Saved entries
Issue #100, opened 2019-04-16
Avatar progress doesn't seem to be progressing properly


pledbrook:
I've had reports of the doom clock acting oddly, for example with every added pip being removed again. This removes the doom clock from being a consideration at all for campaigns.

jmartinez989:
So I found that the Avatar project clock is actually going up like it is supposed to but you only see that if you actually uncover the facilities that have been adding to the avatar project. If they are not revealed then the clock will add a pip then remove one. Once you uncover that facility you will see all of the pips correctly that it added.

pledbrook:
That's weird. Wonder what's going on. I need a pre-facility-reveal save file if anyone has one lying around.

jmartinez989:
Look at #139 That has a save file for another issue with alien facilities. That save I have revealed a facility.

pledbrook:
Right. I was hoping for one just before the facility is revealed :smile: A tough ask, I know. I can probably work out what's going on from other saves, like that one and HQ assaults.

jmartinez989:
Have a solution implemented for this but part of it requires a CHL modification so will need to push that change to the highlander repo as well.

PR #231, opened 2019-06-15
Add event listener for avatar project progress

jmartinez989:
Add an event listener that utilizes an event hook that listens for an
event fired whenever doom is updated. The event listener adds up all
of the doom for any facilities that have not been revealed and adds
that to all of the doom that has currently been gathered so that the
amount of doom is updated properly. The issue before this was that
alien facilities that were not revealed had an issue when updating doom
in that when they added a point of doom that point would be removed
then added which would make it look like it did not move up at all but
then when the facility was revealed it would add up all of the doom
that the facility had actually added.


pledbrook:
Don't forget to include issue numbers in your commit messages when they are relevant. In this case, a simple "Fixes #100" line would be sufficient. I'll make the change with the merge.

jmartinez989:
> Don't forget to include issue numbers in your commit messages when they are relevant. In this case, a simple "Fixes #100" line would be sufficient. I'll make the change with the merge.

Thanks, sorry I forgot. I'll make sure to do that for the rest.

PR #271, opened 2019-06-23
Limit Death from Above to only refunding a single action per turn

Kazanir:


pledbrook:
Thanks. As a small favour, could you follow commit message conventions? Primarily making the first line a short summary (max 55 chars or so), followed by a blank line and then further description of the changes as max 80 character lines.

Also, please create issues for user-visible changes like this so that they can automatically be included in the milestone. Users can then easily see what's changed for any given release and it makes it easier to track changes for release notes.

LongWarOfTheChosen/Src/LW_Overhaul/Classes/X2Effect_DeathFromAbove_LW.uc
```diff
@@ -8,12 +8,23 @@ function bool PostAbilityCostPaid(XComGameState_Effect EffectState, XComGameStat
...
     if(SourceUnit.IsUnitAffectedByEffectName(class'X2Effect_Serial'.default.EffectName))
     {
         return false;
     }
 
+	// Block repeated uses of DFA by default.
+	// CREDIT TO: Favid ([WOTC] LW2 Classes and Perks)
+	SourceUnit.GetUnitValue('LW_DeathFromAboveUses', DFAUsesThisTurn);
+	iUsesThisTurn = int(DFAUsesThisTurn.fValue);
+	if (iUsesThisTurn >= default.DFA_USES_PER_TURN)
```
pledbrook: I think you forgot to add the config var to this class! I'll fix.

Issue #251, opened 2019-06-19
Empty UI window after completing network tower mission


pledbrook:
[save_AUTOSAVE-_Campaign_43_Mission_137_Turn_16.zip](https://github.com/long-war-2/lwotc/files/3307737/save_AUTOSAVE-_Campaign_43_Mission_137_Turn_16.zip)

BlackRose39:
Right, I am pretty sure that that is suppose to be the screen indicating that the HQ assault is ready, and is prompting the player to view/wait to launch.

PR #272, opened 2019-06-23
Council Mission alert screen for HQ Assault

Kazanir:
Not sure what LW2 was doing here since it is also missing this bit of config and gives a Council Message alert with only one button. But this will fix the immediate issue in #251.


pledbrook:
The reason I haven't merged this is because the save file attached to the corresponding issue crashes. So I haven't been able to test either the current behaviour or the fixed one.

pledbrook:
I will get round to this, honest!

PR #304, opened 2019-07-05
Jm/issue 121 fix

jmartinez989:
Soldier defense was not being displayed in the armory like it was in
lw2. This uses a hook into a CHL event that allows overriding the
soldier header in the armory to display the defense stat.

The defense stat will be displayed at the bottom right corner of the
header where the psi stat normally goes unless the soldier is a psi
operative. In that case the defense stat replaces the hack stat and
the psi stat goes where it normally does.


pledbrook:
The eventual changes to the highlander are unlikely to support this. Will create a new PR when the highlander stuff is sorted.

Issue #341, opened 2019-07-15
missing hunter's unlockable pistol? 


captainbeastfeast:
I unlocked the chosen in ini and beat them all, researched their weapons. I just realised that I don't have access to the hunter's pistol at all. His rifle is available but his pistol isn't available in my utility items and never has been since it was unlocked months ago.

pledbrook:
@jmartinez989 Does this need to be made a buildable item? This is confusing because the in-code name of the Shadowkeeper is HunterPistol or HuntersPistol. Don't know what the internal name of the Hunter's pistol is.

captainbeastfeast:
the official name of his pistol is the 'Darkclaw.' it does 4-7 damage in the base game and ignores 5 points of armour. See wiki:
https://xcom.fandom.com/wiki/Darkclaw
I don't know what the name of it in game code is, but it is a nice pistol to have, especially for snipers who have pistol wielding skills :)

The pistol doesn't need to be made build-able, but a single pistol should be made available after completing chosen weapons research (like all the other chosen weapons). Hope this helps, thanks.

------

P.S on the issue of chosen, please consider making their ballistic weapons do rupture (1) like final tier  alien weaponry in LW2.  This isn't needed for the assassin's katana as it is already very strong and it is a melee weapon. It would be fine balance wise if these effects apply to chosen when they use their own weapons, as well as when xcom use them.

jmartinez989:
as @captainbeastfeast stated it does not need to be buildable. It just needs to be granted after completing the research of the chosen hunter weapons. I'll take this one. I have quite a back log of things I would like to work on so I will add this on there.

jmartinez989:
This is actually pretty easy a fix. Just need to change the inventory slot type of the pistol to `eInvSlot_Utility`.

jmartinez989:
I implemented a fix to this that turns the dark claw into a utility pistol. Will push the changes up to a new branch and create a merge request.

jmartinez989:
pushed the fix up and made a pull request. just waiting for approval so closing this for now.

PR #345, opened 2019-07-16
Make Darkclaw a Utility Item (#341)

jmartinez989:
Chosen Hunter pistol was not classified as a utility slot pistol. Added
the needed code in LWTemplateMods to change it. It does the same thing
that is done for the alien hunter pistol.


pledbrook:
Thanks!

PR #20, opened 2022-03-31
feat: integrate v2 pool client into pool tab

daywiss:

Integrates sdk pool client. Minor changes were needed to pool logic. 
Before this is merged, it will automatically run on kovan, which is how I tested it. so you should be good to actually run through the pool tab UI.

### DIFF
--- a/src/components/SendAction/useSendAction.ts
+++ b/src/components/SendAction/useSendAction.ts
@@ -1,23 +1,18 @@
 import { useState } from "react";
 import { useSendForm, useBridgeFees, useBridge } from "hooks";
-import {
-  onboard,
-  TOKENS_LIST,
-  Token,
-  CONFIRMATIONS,
-} from "utils";
+import { onboard, TOKENS_LIST, Token, CONFIRMATIONS } from "utils";
 import { Deposit } from "views/Confirmation";
 import { useConnection } from "state/hooks";
 
 type TokenInfo =
   | {
-    address: string;
-    symbol: "WETH";
-    name: "Wrapped Ether";
-    decimals: 18;
-    logoURI: string;
-    bridgePool: string;
-  }
+      address: string;
+      symbol: "WETH";
+      name: "Wrapped Ether";
+      decimals: 18;
+      logoURI: string;
+      bridgePool: string;
+    }
   | Token;
 
 export default function useSendAction(
--- a/src/state/connection.ts
+++ b/src/state/connection.ts
@@ -1,5 +1,6 @@
 import { createSlice, PayloadAction } from "@reduxjs/toolkit";
 import { ethers } from "ethers";
+import { POOL_CHAINID } from "utils";
 import {
   ChainId,
   UnsupportedChainIdError,
@@ -25,7 +26,7 @@ type ErrorUpdate = Required<Pick<State, "error">>;
 const initialState: State = {
   notify: Notify({
     dappId: process.env.REACT_APP_PUBLIC_ONBOARD_API_KEY, // [String] The API key created by step one above
-    networkId: 1, // [Integer] The Ethereum network ID your Dapp uses.
+    networkId: POOL_CHAINID,
     desktopPosition: "topRight",
   }),
 };
--- a/src/state/connection.ts
+++ b/src/state/connection.ts
@@ -1,6 +1,6 @@
 import { createSlice, PayloadAction } from "@reduxjs/toolkit";
 import { ethers } from "ethers";
-import { POOL_CHAINID } from "utils";
+import { HUBPOOL_CHAINID } from "utils";
 import {
   ChainId,
   UnsupportedChainIdError,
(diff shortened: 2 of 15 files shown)


src/utils/constants.ts
```diff
@@ -306,6 +312,28 @@ export const SPOKE_ADDRESSES: Record<ChainId, string> = {
...
+  [ChainId.BOBA]: ethers.constants.AddressZero,
+  [ChainId.ARBITRUM]: ethers.constants.AddressZero,
+  [ChainId.RINKEBY]: ethers.constants.AddressZero,
+  [ChainId.KOVAN]: getAddress("0xD449Af45a032Df413b497A709EeD3E8C112EbcE3"),
+  [ChainId.KOVAN_OPTIMISM]: ethers.constants.AddressZero,
+  [ChainId.ARBITRUM_RINKEBY]: ethers.constants.AddressZero,
+};
+// Update once addresses are known
+export const RATEMODEL_ADDRESSES: Record<ChainId, string> = {
+  [ChainId.MAINNET]: ethers.constants.AddressZero,
```
daywiss, line 328: app will crash if we end up going to production without setting these, the config generator will check that no addresses going into pool client are address zero

src/components/SendAction/useSendAction.ts
```diff
@@ -1,23 +1,18 @@
...
-    bridgePool: string;
-  }
+      address: string;
+      symbol: "WETH";
+      name: "Wrapped Ether";
+      decimals: 18;
+      logoURI: string;
+      bridgePool: string;
+    }
   | Token;
```
Tulun, line 16: What's the difference between these two?

Gamaranto: +1, we should add a task to standardize linting, we keep having those weird formatting diffs in PRs

src/state/connection.ts
```diff
@@ -25,7 +26,7 @@ type ErrorUpdate = Required<Pick<State, "error">>;
 const initialState: State = {
   notify: Notify({
     dappId: process.env.REACT_APP_PUBLIC_ONBOARD_API_KEY, // [String] The API key created by step one above
-    networkId: 1, // [Integer] The Ethereum network ID your Dapp uses.
+    networkId: POOL_CHAINID,
```
Gamaranto, line 29: nit: should we name this something like `HUB_CHAINID` ? I think it would be ideal if we only ever mentioned HUB or POOL, but not both

daywiss: Good point, ok

src/components/SendAction/useSendAction.ts
daywiss: No idea! I can double check it

src/utils/constants.ts
```diff
@@ -306,6 +312,28 @@ export const SPOKE_ADDRESSES: Record<ChainId, string> = {
     "0x3BED21dAe767e4Df894B31b14aD32369cE4bad8b"
   ),
 };
+// Update once addresses are known
+export const HUBPOOL_ADDRESSES: Record<ChainId, string> = {
+  [ChainId.MAINNET]: ethers.constants.AddressZero,
```
mrice32, line 317: nit: why do we put the tokens in a JSON, but have these written into the code?

src/views/Pool.tsx
```diff
@@ -26,50 +27,69 @@ import { SuperHeader } from "components";
...
-    chainId: ChainId.MAINNET,
+    chainId,
     account,
     tokenAddress: token.address,
   });
 
   const wrongNetwork =
     provider &&
-    (error instanceof UnsupportedChainIdError || chainId !== ChainId.MAINNET);
+    (error instanceof UnsupportedChainIdError || chainId !== activeChainId);
```
mrice32, line 70: Why did this change? I thought we would still expect the pool tab to only support mainnet transactions/connections, right?

src/views/Pool.tsx
```diff
@@ -26,50 +27,69 @@ import { SuperHeader } from "components";
...
-    poolClient.updatePool(token.bridgePool).then((res) => {
-      setLoadingPoolState(false);
-    });
+    poolClient
+      .updatePool(token.address)
+      .then((res) => {
+        setLoadingPoolState(false);
+      })
+      .catch((err) => {
+        console.error("Unable to load pool info", err);
```
mrice32, line 82: Is this errors, should we remove the loading state? Not a suggestion, genuine question.

mrice32 (approved):
LGTM! This is awesome, @daywiss! Only minor questions/comments

amateima (approved):

src/views/Pool.tsx
daywiss: good point

src/utils/constants.ts
daywiss: was following the pattern on the spoke addresses, though i think you are right, this could use some further refactoring. lets see what @Gamaranto thinks

src/components/SendAction/useSendAction.ts
daywiss: i ran this again and this is how the linter wrote it

src/views/Pool.tsx
daywiss: the chain id is set automatically through the `isProduction()` function

PR #24, opened 2022-04-06
fix: add loading animation on deposit

amateima:
Signed-off-by: amateima <amatei@umaproject.org>

This PR adds an animation to the deposit button and also disables it while the deposit transaction is in pending state

Screenshot 2022-04-06 at 13 27 29

### DIFF
--- a/src/components/SendAction/useSendAction.ts
+++ b/src/components/SendAction/useSendAction.ts
@@ -67,17 +67,14 @@ export default function useSendAction(
             .catch(console.error);
           // TODO: we should invalidate and refetch any queries of the transaction tab, so when a user switches to it, they see the new transaction immediately.
         }
-
-        setTxPending(false);
         return tx;
       }
-    } catch (error) {
+    } finally {
       setTxPending(false);
-      throw error;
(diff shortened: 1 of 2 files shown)


src/components/SendAction/useSendAction.ts
```diff
@@ -38,32 +39,41 @@ export default function useSendAction(
...
+            .catch(console.error);
+          // TODO: we should invalidate and refetch any queries of the transaction tab, so when a user switches to it, they see the new transaction immediately.
+        }
+
+        setTxPending(false);
+        return tx;
       }
-      return tx;
+    } catch (error) {
+      setTxPending(false);
```
daywiss, line 75: you could add a finally block and have a single `setTxPending(false)` in it

daywiss (approved):

src/components/SendAction/useSendAction.ts
Tulun: +1.

Tulun (approved):
Add finally and you should be gtg.

PR #25, opened 2022-04-06
fix(across-v2): take timestamp from hubpool

Gamaranto:
This PR fixes a timestamp issue, `quoteTimestamps` were taken as the block timestamp of the sending chain, but now this is fixed and `getCurrentTime` on the `HubPool` is used.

◆ What the exercise asks
Using the records above, give the count of lines with the word "hooks", and write nothing more.

◆ Exercise response
2